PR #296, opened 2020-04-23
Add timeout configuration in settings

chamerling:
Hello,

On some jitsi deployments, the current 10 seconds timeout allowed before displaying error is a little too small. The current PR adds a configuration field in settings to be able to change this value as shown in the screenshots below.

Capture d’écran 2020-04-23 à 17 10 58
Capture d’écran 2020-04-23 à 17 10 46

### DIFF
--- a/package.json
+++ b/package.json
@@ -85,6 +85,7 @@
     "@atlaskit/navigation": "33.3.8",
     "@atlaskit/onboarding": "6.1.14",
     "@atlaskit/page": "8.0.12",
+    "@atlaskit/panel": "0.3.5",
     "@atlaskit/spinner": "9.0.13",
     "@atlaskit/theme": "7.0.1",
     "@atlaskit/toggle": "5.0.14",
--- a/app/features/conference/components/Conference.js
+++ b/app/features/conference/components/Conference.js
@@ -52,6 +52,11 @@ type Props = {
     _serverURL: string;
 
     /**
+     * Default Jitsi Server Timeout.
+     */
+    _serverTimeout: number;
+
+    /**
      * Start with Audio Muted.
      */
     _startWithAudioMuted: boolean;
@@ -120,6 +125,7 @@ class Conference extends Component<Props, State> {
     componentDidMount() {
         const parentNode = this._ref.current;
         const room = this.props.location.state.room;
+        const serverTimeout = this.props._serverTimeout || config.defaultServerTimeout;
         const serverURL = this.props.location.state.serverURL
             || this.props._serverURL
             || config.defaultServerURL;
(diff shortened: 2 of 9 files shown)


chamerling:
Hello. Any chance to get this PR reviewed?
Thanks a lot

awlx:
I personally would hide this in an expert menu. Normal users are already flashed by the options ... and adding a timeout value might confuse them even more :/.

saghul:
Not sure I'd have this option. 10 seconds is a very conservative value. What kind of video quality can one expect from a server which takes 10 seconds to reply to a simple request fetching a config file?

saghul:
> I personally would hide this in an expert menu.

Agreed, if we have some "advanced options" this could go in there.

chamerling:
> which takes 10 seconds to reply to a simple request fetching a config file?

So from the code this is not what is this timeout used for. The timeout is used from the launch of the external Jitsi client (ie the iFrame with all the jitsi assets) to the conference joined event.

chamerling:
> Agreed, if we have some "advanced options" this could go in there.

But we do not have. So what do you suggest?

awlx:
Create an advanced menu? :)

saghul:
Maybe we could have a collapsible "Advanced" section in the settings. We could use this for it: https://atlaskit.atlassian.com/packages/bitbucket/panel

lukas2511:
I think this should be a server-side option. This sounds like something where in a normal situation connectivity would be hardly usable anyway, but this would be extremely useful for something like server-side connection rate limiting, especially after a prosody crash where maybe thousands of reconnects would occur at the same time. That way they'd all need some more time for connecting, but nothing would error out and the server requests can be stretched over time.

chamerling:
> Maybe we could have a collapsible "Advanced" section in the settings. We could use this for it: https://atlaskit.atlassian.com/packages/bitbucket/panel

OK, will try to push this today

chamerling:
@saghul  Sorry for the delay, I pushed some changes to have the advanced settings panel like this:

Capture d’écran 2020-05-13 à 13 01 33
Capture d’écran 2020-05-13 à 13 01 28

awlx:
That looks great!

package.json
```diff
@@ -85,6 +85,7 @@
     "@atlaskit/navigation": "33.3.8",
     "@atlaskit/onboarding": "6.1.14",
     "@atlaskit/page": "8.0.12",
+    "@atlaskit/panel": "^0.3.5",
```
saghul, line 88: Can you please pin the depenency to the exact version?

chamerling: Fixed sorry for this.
============
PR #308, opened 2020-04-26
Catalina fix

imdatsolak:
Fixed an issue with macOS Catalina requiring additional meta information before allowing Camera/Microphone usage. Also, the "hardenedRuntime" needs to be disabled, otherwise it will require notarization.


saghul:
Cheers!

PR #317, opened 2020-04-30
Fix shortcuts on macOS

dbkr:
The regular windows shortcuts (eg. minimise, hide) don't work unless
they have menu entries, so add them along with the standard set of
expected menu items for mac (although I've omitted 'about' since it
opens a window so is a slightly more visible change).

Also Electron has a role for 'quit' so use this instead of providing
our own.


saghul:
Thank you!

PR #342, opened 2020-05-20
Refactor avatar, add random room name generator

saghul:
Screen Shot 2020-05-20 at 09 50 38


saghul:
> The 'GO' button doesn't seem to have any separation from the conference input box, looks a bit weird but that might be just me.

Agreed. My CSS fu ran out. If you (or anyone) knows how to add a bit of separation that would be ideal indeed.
============
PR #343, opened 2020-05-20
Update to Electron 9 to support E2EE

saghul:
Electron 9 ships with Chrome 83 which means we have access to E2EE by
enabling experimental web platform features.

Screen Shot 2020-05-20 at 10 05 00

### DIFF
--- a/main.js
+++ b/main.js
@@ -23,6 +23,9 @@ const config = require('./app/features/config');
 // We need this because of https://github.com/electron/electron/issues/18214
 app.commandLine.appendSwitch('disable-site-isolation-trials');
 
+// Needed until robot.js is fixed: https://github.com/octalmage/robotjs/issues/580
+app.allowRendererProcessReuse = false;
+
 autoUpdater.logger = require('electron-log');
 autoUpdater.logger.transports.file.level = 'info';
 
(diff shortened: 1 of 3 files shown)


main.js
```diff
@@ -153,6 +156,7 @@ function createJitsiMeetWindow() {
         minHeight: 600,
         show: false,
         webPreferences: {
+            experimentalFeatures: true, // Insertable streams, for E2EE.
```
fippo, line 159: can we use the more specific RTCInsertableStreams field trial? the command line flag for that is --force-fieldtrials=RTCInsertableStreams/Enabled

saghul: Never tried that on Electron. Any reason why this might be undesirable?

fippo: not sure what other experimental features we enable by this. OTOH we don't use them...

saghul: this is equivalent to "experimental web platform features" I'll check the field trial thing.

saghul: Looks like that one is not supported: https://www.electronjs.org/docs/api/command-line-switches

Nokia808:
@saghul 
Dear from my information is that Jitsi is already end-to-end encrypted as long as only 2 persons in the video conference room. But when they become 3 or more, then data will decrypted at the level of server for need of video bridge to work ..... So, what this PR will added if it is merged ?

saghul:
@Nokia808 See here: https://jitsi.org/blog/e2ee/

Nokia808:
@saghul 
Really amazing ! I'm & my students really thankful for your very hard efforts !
============
§ **EXERCISE GOAL**:
Work out how many lines in the data contain "fetching" and state that number with nothing added.

§ **COMPLETED EXERCISE**:
2